The period between recombination and "first light" from the first stars
(triggering reionization) is not especially well understood, but the
expectation is that the expansion of the universe would be pretty smooth in
that epoch. So the neutral hydrogen around the time of first light being cold
enough to produce the unexpectedly strong 21cm absorption line is an oddity.

 _If_ evidence holds up suggesting that this gas is uniformly colder than
expected then we could take the position that our idea of the history of the
expansion is somehow wrong, or alternatively that some other process was at
work at the end of the dark ages. We have constraints on both; and in
particular "some other process" is tricky because the almost-exactly-black-
body spectrum of the CMB puts constraints on early cooling-by-clumping (where
cooling is up to "chemistry", where that's a(n exothermic, in this case)
reaction between particles of different species).

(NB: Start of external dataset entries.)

PR #4063, opened 2017-12-21
Use "Set value" as title for QInputDialog of some widgets.

Sawuare:
These widgets are the Fader, Knob and LcdSpinBox.
The QInputDialog shows when a widget from the above is double-clicked.
I propose this change because the current title `windowTitle()` usually doesn't have a specified value and defaults to `lmms`:
Before
With this change, it will always default to `Set value`:
After

### DIFF
--- a/src/gui/widgets/Fader.cpp
+++ b/src/gui/widgets/Fader.cpp
@@ -218,7 +218,7 @@ void Fader::mouseDoubleClickEvent( QMouseEvent* mouseEvent )
 	// TODO: dbV handling
 	if( m_displayConversion )
 	{
-		newValue = QInputDialog::getDouble( this, windowTitle(),
+		newValue = QInputDialog::getDouble( this, tr( "Set value" ),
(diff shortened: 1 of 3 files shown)


tresf:
This looks good.  In regards to the way we're handling this, I feel we may be able to consolidate the redundant strings.  @liushuyu any thoughts?

Wallacoloo:
1. Given how both `LcdSpinBox` and `Fader` _already_ duplicate the `tr( "Please enter a new value between %1 and %2:" )` string when calling QInputDialog, I think it's not that much worse duplicating the other strings for now.

2. The easiest way to consolidate these calls is to create a new method `getInput` on the `ModelView` class, which creates and populates a `QInputDialog`. I'll try to look into it this week.

Wallacoloo:
I went ahead and merged this as per my point 1 above. I still plan to consolidate these - but when I took a first pass at it today it turned out there's some cleanup around ModelViews/Models required to make the consolidation work well, so it's going to have to happen incrementally.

There could be "chemistry" in the dark matter sector that allows dark matter
to cool by extremely local clumping (for example, if in the "dark ages" before
recombination there are two oppositely-charged dark matter particles and at
recombination they combine into one neutral dark matter composite particle,
analogously to how electrons and protons recombined into neutral hydrogen),
but then you have to figure out how to have the dark matter be colder than the
hydrogen and how to thermalize the hydrogen to the dark matter. You also have
to avoid smearing out small matter density fluctuations.

If structure formation works the way we think, everything at recombination
seems too uniform and diffuse for local gravitational interactions to do the
job of transferring much momentum from the matter sector to the dark matter
sector in time for the 21 cm absorption line seen by EDGES. There are also
constraints on extra long-range interactions, so Carroll's raising the idea of
a zero-mass boson mediating the interaction is hard to imagine (a massive
mediator would be shorter-range, in general, and could carry more momentum
between matter and dark matter, but there are constraints on such interactions
from the much later universe -- for instance, we would expect missing momentum
in particle physics experiments, along the lines of the missing momentum that
led to the discovery of the neutrino).

The problem is that there are lots of strongly correlated observations and
pushing at one tends to cause problems with one or more of the others. But
that's what theorists in this area (model building) seem to like to do. :-)

\- --

[1] Peter Coles (cosmology, Cardiff) has a good, accessible write-up from some
years ago, adapted here:
[https://ned.ipac.caltech.edu/level5/Glossary/Essay_lss.html](https://ned.ipac.caltech.edu/level5/Glossary/Essay_lss.html)

[2]
[https://en.wikipedia.org/wiki/Horizon_problem?oldformat=true](https://en.wikipedia.org/wiki/Horizon_problem?oldformat=true)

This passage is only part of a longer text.